Lines with "leave": how many are there in the listing below? Reply with the number only.

════

PR #1762, opened 2020-06-24
Version CRD's by apiVersion and then product version and remove use of weblogic.resourceVersion label

rjeberhard:
The initial intention of this change was to support versioning the CRD both based on apiVersion and then by operator product version. Before this change, the CRD was versioned based on the apiVersion (e.g. "v7") and on a not-well-defined "weblogic.resourceVersion" that never changed. The problem with this pattern is that while the "v1beta1" version of CRD's just have one schema even as you support multiple apiVersions, the newer "v1" CRD's must provide a schema for every supported version and this quickly exceeds the maximum size of a CRD (because of etcd limitations).

Therefore, I want a pattern that lets us stay at apiVersion "v8" for as many releases as possible. It is reasonable to stay at the same apiVersion if from operator release to release we only add to the schema new, optional fields. 

I thought about using this "weblogic.resourceVersion" label, but that would require defining an ordering on the values of this field and it seemed clearer just to use the semantic version ordering of our product release numbers.

Since we are also going to 3.0.0 and many of these "weblogic.resourceVersion" label values contained "v2", I decided to just remove these.


rjeberhard:
> I noticed below 2 doc files with label "weblogic.resourceVersion: domain-v2" and was wondering if label reference should be removed from these?
weblogic-kubernetes-operator/site/v2.0.1/config-overrides.md
weblogic-kubernetes-operator/site/v2.0/config-overrides.md

@ankedia, I left these files alone because they are doc from the 2.0.1 and 2.0 releases of the operator. At some point, we should probably just delete all of the saved doc. from these very own releases. In general though, when fixing doc., we don't go back and fix the doc from older versions unless it's critical.

PR #1764, opened 2020-06-24
Owls 82147

tbarnes-us:
Include env vars in MII re-introspect MD5 checks so that the introspector job recreates the domain home if/when an environment variable changes between runs.


operator/src/main/java/oracle/kubernetes/operator/helpers/JobHelper.java
```diff
@@ -294,6 +294,16 @@ private String getAsServiceName() {
         addEnvVar(vars, ServerEnvVars.DATA_HOME, dataHome);
       }
 
+      // Populate env var list used by the MII introspector job's 'short circuit' MD5
+      // check. To prevent a false trip of the circuit breaker, the list must be the
+      // same regardless of whether domainTopology == null.
+      StringBuffer sb = new StringBuffer(vars.size() * 32);
+      for (V1EnvVar var : vars) {
+        sb.append(var.getName()).append(',');
```
jshum2479, line 302: Is the name of the environment variable alone sufficient, no need to have the value?

operator/src/main/resources/scripts/modelInImage.sh
```diff
@@ -245,6 +245,7 @@ function buildWDTParams_MD5() {
          " but the secret does not have this key."
       exit 1
     else
+      # TBD code review comment: pass credentials via filename instead of risking putting them in an env var
```
jshum2479, line 248: We can probably enhance WDT to take file.

tbarnes-us: OK - I'll leave the comment here as a reminder.

operator/src/main/java/oracle/kubernetes/operator/helpers/JobHelper.java
tbarnes-us: Yes, the name alone is sufficient.  The 'modelInImage.sh' MD5 check iterates over the names and gets the values directly from the env vars.

operator/src/main/java/oracle/kubernetes/operator/helpers/JobHelper.java
```diff
@@ -305,10 +315,6 @@ private String getAsServiceName() {
           addEnvVar(vars, "ADMIN_PORT_SECURE", "true");
         }
         addEnvVar(vars, "AS_SERVICE_NAME", getAsServiceName());
-
-        // TBD Tom Barnes, Johnny Shum
```
jshum2479, line 309: I think Tom added that for a reason. At one point in early stage of MII,  I use it for dynamic update - i.e. the job pod will use wlst online to update configuration.  That's one reason I can think of.  util.sh also has a function using it.

operator/src/test/java/oracle/kubernetes/operator/helpers/Matchers.java
```diff
@@ -165,29 +170,63 @@ public void describeTo(Description description) {
...
+    private EnvVarMatcher(String expectedName, String expectedValueRegEx) {
+      this.expectedName = expectedName;
+      this.expectedValueRegEx = expectedValueRegEx;
     }
 
     static EnvVarMatcher envVarWithName(@Nonnull String name) {
       return new EnvVarMatcher(name);
     }
 
+    static EnvVarMatcher envVarWithName(@Nonnull String name, String value) {
```
russgold, line 191: The method name implies that it is only matching the name, but it is actually matching the name and value. It should be named in a way that makes it clear what is happening. Simple "envVar" would probably be a more readable choice.

operator/src/test/java/oracle/kubernetes/operator/helpers/JobHelperTest.java
```diff
@@ -78,6 +79,7 @@
   private static final String DOMAIN_UID = "JobHelperTestDomain";
   private static final String RAW_VALUE_1 = "find uid1 at $(DOMAIN_HOME)";
   private static final String END_VALUE_1 = "find uid1 at /u01/oracle/user_projects/domains";
+  private static final String OSEV = "OPERATOR_SUPPLIED_ENV_VARS";
```
russgold, line 82: So this is the name of an environment variable whose value is a comma-separated list of environment variable names? That's far from obvious. At the very least, please include a Javadoc comment explaining that.

operator/src/test/java/oracle/kubernetes/operator/helpers/JobHelperTest.java
```diff
@@ -351,6 +392,13 @@ public void whenAdminServerHasValueFromEnvironmentItems_introspectorPodStartupWi
             hasItem(configMapKeyRefEnvVar),
             hasItem(secretKeyRefEnvVar),
             hasItem(fieldRefEnvVar)));
+
+    assertThat(
```
russgold, line 396: "hasEnvVarContains" is a confusing name. It is not checking to see if it has a "envVarContains," but rather whether the special env var OSEV includes the specified name in a list, correct? I had to do a fair amount of searching through the code even to come up with that suggestion.

I would suggest then, that the actual test needs to be explicit. That is, fetch the envVar and check its contents. Among other things, you are testing that this envVar does not contain an entry for the admin user and password, but the matcher `not(hasEnvVarContains(OSEV, "ADMIN_PASSWORD"))` could easily be satisfied if there is no envVar whose name matches OSEV.

To make it easier to read, I would suggest an assertion such as:

assertThat(getOSEVValues(), allOf(hasItem(configMapKeyRefEnvVar.getName()), etc.

where getOSEVValues() returns a (possibly empty) list of the names in the OSEV variable.

operator/src/main/java/oracle/kubernetes/operator/helpers/JobHelper.java
tbarnes-us: I have the same recollection - and agree that the comment seems outdated now.  
Please resolve the comment if you're OK with it's removal.

operator/src/test/java/oracle/kubernetes/operator/helpers/JobHelperTest.java
tbarnes-us: I'm not quite grokking, can you make this change?

tbarnes-us: Or suggest the exact code you're thinking about?

operator/src/test/java/oracle/kubernetes/operator/helpers/JobHelperTest.java
tbarnes-us: Done.

operator/src/test/java/oracle/kubernetes/operator/helpers/JobHelperTest.java
tbarnes-us: I will fix the 'not'.
Can you suggest a better name?
As for changing to 'getOSEVValues' ... pattern instead of leveraging the Matcher, can we leave the matcher in place as is, and instead, can you suggest a better name for 'hasEnvVarContains'?  I agree the matcher is confusing - but, on the other hand (1) the matcher was _already_ confusing - that's its nature - i just expanded its purpose slightly, (2) the matcher lets us have more clear error messages when/if the assertion fails.

tbarnes-us: I made changes - not same as you asked - but hopefully clear enough. Please re-review.

operator/src/test/java/oracle/kubernetes/operator/helpers/Matchers.java
tbarnes-us: Changed to hasEnvVarRegEx(str,str), this corresponds with hasEnvVar(str,str) above...

PR #1774, opened 2020-06-29
Parse all resource versions using BigInteger

rjeberhard:
Based on an internal team's testing, we now know that the resourceVersion can be larger than Java's max. integer.


operator/src/main/java/oracle/kubernetes/operator/Watcher.java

════

■ **RESPONSE TO THIS TASK**
2